Lundi 20 janvier, Donald Trump prêtera serment en tant que 47ᵉ président des États-Unis au Capitole. Pour l'accompagner, le républicain a choisi un casting qui lui permettra de réussir là où il a échoué en 2017.Leu feu crépitait dans l'âtre, au matin du 13 novembre à la Maison-Blanche. Souriant et détendu, Joe Biden accueillait son successeur dans l'antre du pouvoir exécutif. Il s'engageait à faciliter autant que possible la période de transition entre les deux administrations et prenait ses compatriotes à témoin. L'heure était à l'apaisement, mettant un terme à la surenchère et aux provocations verbales.
Reconnaissant, Donald Trump remerciait son hôte et prenait congé, l'air satisfait. L'Amérique, déchirée entre deux factions à couteaux tirés, deux visions irréconciliables, allait-elle trouver les ressources pour combler le fossé idéologique béant entre démocrates et républicains, par la bienveillance de ses dirigeants, le sortant et le futur entrant ? La réponse est tombée le jour même : à 15 h 14, le vainqueur de l'élection présidentielle annonçait sur son réseau Truth Social qu'il avait choisi Tulsi Gabbard comme future directrice du renseignement national.
Émoi immédiat à Washington : Gabbard, ex-représentante démocrate de Hawaii, prône un isolationnisme qui sied à Trump, mais ses inclinations pour le dictateur syrien déchu Bachar El-Assad ou pour le président russe Vladimir Poutine hérissent le poil de la communauté du renseignement. À 15 h 24, nouvelle provocation savamment pesée : Matt Gaetz était pressenti comme ministre de la Justice. L'élu floridien est un insurgé d'extrême droite, fier d'avoir fait chuter le précédent speaker de la Chambre des représentants, Kevin McCarthy, trop modéré à ses yeux.

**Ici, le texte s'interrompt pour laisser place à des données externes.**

Issue #6198, opened 2017-02-03
pouchdb-dump-cli does not support attachments


filionf:
### Issue
When exporting a database with attachments, pouchdb-dump-cli result in the following error
`this._get is not a function`
The issue can also be found here: https://github.com/nolanlawson/pouchdb-dump-cli/issues/14

### Info
- Environment: Node.js
- Platform: Windows
- Adapter: writableStream/http
- Server: CouchDB

### Reproduce
Run the following command on a database that has attachments.
`pouchdb-dump http://localhost:5984/mydb > dump.txt`

daleharvey:
pouchdb-dump-cli is not a part of pouch core, needs filed on https://github.com/pouchdb-community/pouchdb-dump-cli

filionf:
That is fine. This issue has been resolved differently since then (with the _remote flag)

Issue #6106, opened 2017-01-04
Remove special-casing of http adapter


nolanlawson:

Après la sélection, la veille, d'un autre individu aux compétences douteuses, Pete Hegseth pour le Pentagone, la coupe est pleine, tant pour l'opposition démocrate que pour la majorité républicaine au Sénat, traditionnellement moins belliqueuse que son homologue à la Chambre. Donald Trump sait ce qu'il fait. Il estime avoir remporté une victoire suffisamment nette et obtenu « un mandat retentissant du peuple américain pour changer le statu quo à Washington », selon sa future porte-parole à la Maison-Blanche, Karoline Leavitt.